There is a wonderful Zelig-like quality to the way Pinsky has moved through life, becoming, always, a poet, never arriving, remaining open to all of it, whether he’s writing an early computer game, Mindwheel, in 1984, or translating Dante’s Inferno, or serving as Poet Laureate of the United States (PLOTUS), or doing a cameo on The Simpsons, or being detained by the authorities in North Korea — it all serves in his quest to include everything. He eats it up with “omnivorous reverence” and can barely believe his luck.

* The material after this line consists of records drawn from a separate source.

PR #131, opened 2022-09-14
Change update for three phase values with NaN's 

### LINKED ISSUE #108: [FEATURE] Elements of a three-phase value can be set to NaN by applying update data
**Describe the problem**
When a three-phase (a.k.a. asymmetrical) value is updated with one or two NaN values, the original value is lost.

**To Reproduce**
In general, the logic for updating values is:
```C++
if (!is_nan(update_value)) {
    value = update_value;
}
```

Three phase values are tuples of three values like `(230.1, 230.2, 230.3)`. In the C++ code, a three phase value is considered a single value which can be NaN or non-NaN. Currently it is considered NaN iff **all** three values are NaN:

While serving as PLOTUS, Pinsky created the “Favorite Poem Project,” in which he and a number of volunteers collected hundreds of videos of Americans from all walks of life reading their favorite poems. The videos were broadcast on PBS, and it remains, to my knowledge, the most successful fulfillment of the laureate’s task of bringing poetry to Americans, a democratization of what can be mistaken for an ivory tower art. And it didn’t bring poetry to people as much as it brought to light the treasure of poetry already there, deep in our culture. In a passage near the end of the book, as he reflects on the thrill of hearing all the different regional accents, sometimes different languages (not all the poems chosen were in English; this is America, after all), Pinsky writes, “the vowels and consonants, and the different sentence shapes of meaning: all are unique, and unique each time. Each language, each person, each voice each time it speaks has a different adaptive, history-saturated character.” Saturated, I would add, to the point of overflowing — the way a freshly dyed shirt can color everything it touches.


 

John Okrent is a poet and a family doctor. His poetry has appeared in Ploughshares, Plume, Poetry Northwest, Field, and The Seattle Times, among other journals. He was chosen by Carl Phillips as the winner of the 2021 Jeff Marks Memorial Prize. His first book, "This Costly Season," was published in May of 2022. Okrent works at a community health center in Tacoma, WA, where he lives with his wife and two young children in a fisherman’s cabin on Puget Sound.